* **Aim of the exercise**: Pull each line with the string "httpserver" from the entries.

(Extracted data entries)
▼▼▼
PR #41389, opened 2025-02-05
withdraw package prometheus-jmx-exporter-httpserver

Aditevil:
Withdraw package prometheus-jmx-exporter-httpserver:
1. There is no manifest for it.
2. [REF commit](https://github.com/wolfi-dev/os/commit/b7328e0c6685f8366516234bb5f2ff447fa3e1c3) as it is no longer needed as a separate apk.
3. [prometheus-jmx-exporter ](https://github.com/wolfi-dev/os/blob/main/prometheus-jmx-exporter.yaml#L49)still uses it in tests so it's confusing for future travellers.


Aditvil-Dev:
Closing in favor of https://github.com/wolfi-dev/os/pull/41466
▲▲▲
* **Finished task**:
withdraw package prometheus-jmx-exporter-httpserver
Withdraw package prometheus-jmx-exporter-httpserver:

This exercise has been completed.